Example 6: Deformation of Spring Plate

General

The deformation of a spring plate under forced displacement is analyzed.
If an object is deformed beyond the limit of its elasticity, the large deformation occurs. It is treated as a nonlinear problem.
See Technical Note Analysis of Large Deformation (Geometric Nonlinearity).
The distributions of displacement and stress are solved.
Unless specified in the list below, the default conditions will be applied.

Results will vary depending on Femtet version and the PC environment.

Analysis Space

Item	Settings
Analysis Space	3D
Model Unit	m

Analysis Conditions

To solve the deformation caused by static load, the static analysis is selected.
As the element has rotation and large strain involved, [Large Displacement] option needs to be selected as well.
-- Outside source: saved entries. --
PR #859, opened 2017-12-14
DDPB-1840 Mobile links broken hotfix

jackgoodby:
Reverts some of the frontend changes made on 30th Nov 2017 in association with DDPB-1758 to reinstate an <a> tag around the whole subsection. Otherwise the page is broken with the “Edit” links set to display:none (mobile view)

### DIFF
--- a/src/AppBundle/Resources/views/Report/Report/_subsection.html.twig
+++ b/src/AppBundle/Resources/views/Report/Report/_subsection.html.twig
@@ -14,6 +14,9 @@
 {% endif %}
 
 <div id="{{ subSection }}-sub-section" class="section-list-item">
+    {% if allowEdit == true %}
+        <a class="behat-link-edit-{{ subSection }}" id="edit-{{ subSection }}" href="{{ linkToSubSection }}" aria-label="{{ (subSection ~ '.edit') | trans }}">
+    {% endif %}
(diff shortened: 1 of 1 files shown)


src/AppBundle/Resources/views/Report/Report/_subsection.html.twig
```diff
@@ -23,33 +26,28 @@
...
-                {{ 'view' | trans({}, 'common') | capitalize }}
-            {% else %}
-                {% if state.state == 'not-started' %}
-                    {{ 'start' | trans({}, 'common') | capitalize }}
-                {% else %}
-                    {{ 'edit' | trans({}, 'common') | capitalize }}
-                {% endif %}
-            {% endif %}
-        </a>
+    <span  class="edit-link {% if allowEdit == false %}disabled{% endif %}" {% if allowEdit == true %}href="{{ linkToSubSection }}"{% endif %} >
```
slizzio: here ^^

jackgoodby: This is consistent with the revert - every version of this file had a href in the <span> tag. I don't agree with it either, but I was just reverting

slizzio: Discussed and this line is reverting the file back to how it was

This will activate Galileo's nonlinear solver.

Item	Settings
Solver	Stress Analysis [Galileo]
Analysis Type	Static Analysis
Large Deformation	Select [Large Displacement].

Model

The spring plate is a rectangular solid body. The material is polycarbonate.

The plate is mechanically fixed at one end.
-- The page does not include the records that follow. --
PR #860, opened 2017-12-15
Ddpb 1559

elvisciotti:


jackgoodby:
@elvisciotti Not sure I agree with commenting out all those 'And I save the page'... why not just remove them?

elvisciotti:
@jackgoodby  agreed. I commented them out first to see if resulted into faster execution on jenkins. It does, and I can remove them now. Those checkpoints were useful to have screenshots of the site for testers, but we don't use them, so I'll remove them all

tests/behat/bootstrap/DbTrait.php
```diff
@@ -13,8 +13,9 @@
     public static function iSaveTheApplicationStatusInto($status)
     {
         $sqlFile = self::getSnapshotPath($status);
-        @unlink($sqlFile);
-        exec('pg_dump ' . self::$dbName . " --clean --inserts | sed '/EXTENSION/d' > {$sqlFile}", $output, $return);
+        // manual data
+        exec('echo "SET client_min_messages TO WARNING; truncate dd_user, dd_team, casrec, client cascade;" > '.$sqlFile);
+        exec('pg_dump ' . self::$dbName . "  --data-only  --inserts --exclude-table='migrations' | sed '/EXTENSION/d' >> {$sqlFile}", $output, $return);
         if (!file_exists($sqlFile) || filesize($sqlFile) < 100) {
```
slizzio: could possibly remove this check for file exists to speed things up further as the filesize will still fail if doesnt exist

slizzio: in fact lose the entire if ?

elvisciotti: I'd not remove it, I'd trigger a warning if not existing although the eception would be thrown anyway. Also, takes a few ms to run that command, nothing compare to the 15 minutes to run the whole suite, and therefore I'd not even bother making the change and make sure I didn't alter the logic. Maybe we can do that on master next time  we change it

slizzio: Yes, fair enough, I dont think it would even get that far as the exec statement above would fail to write to the file.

The forced displacement is applied on the other end.

Body Attributes and Materials

Body Number/Type	Body Attribute Name	Material Name
0/Solid	PLATE	000_Polyethylene(PE) *

* Available from the material DB

Boundary Conditions

Boundary Condition Name/Topology

Tab

Boundary Condition Type

Settings

FIX/Face

Mechanical

Displacement

Select all X/Y/Z components.

UX=0, UY=0, UZ=0

PULL/Edge

Mechanical

Displacement

Select the Z component.

Z = -15 [m]

Results

The simulation is divided in 20 substeps. Calculate each step with a gradually larger displacement.

20 results are output for the steps between 0.05 [Step] and 1 [Step].

The number of substeps is 20 by default. It can be adjusted on the Step/Thermal Load tab.

All the results of substeps are output by default. Only the final result of 1 [Step] can be output.

The contour diagram shows the Z displacement at 1 [Step].

The scale adjustment ratio on the Displacement tab of the Graphics Setup is set to 1.

The tip of the plate is curling towards -Y direction.

If [Show all results summary] is selected, the external force and reactive force are listed in the table below.

The reactive force at the boundary condition FIX is a total of 6.163e+6 [N] in + Z direction at 1 [Step].

The external force at PULL is a total of 6.163e+6 [N] in -Z direction at 1 [Step].

For comparison, the displacement without Large Displacement is calculated and the result is shown below.

The tip is not curving back downward towards the root. That is unnatural.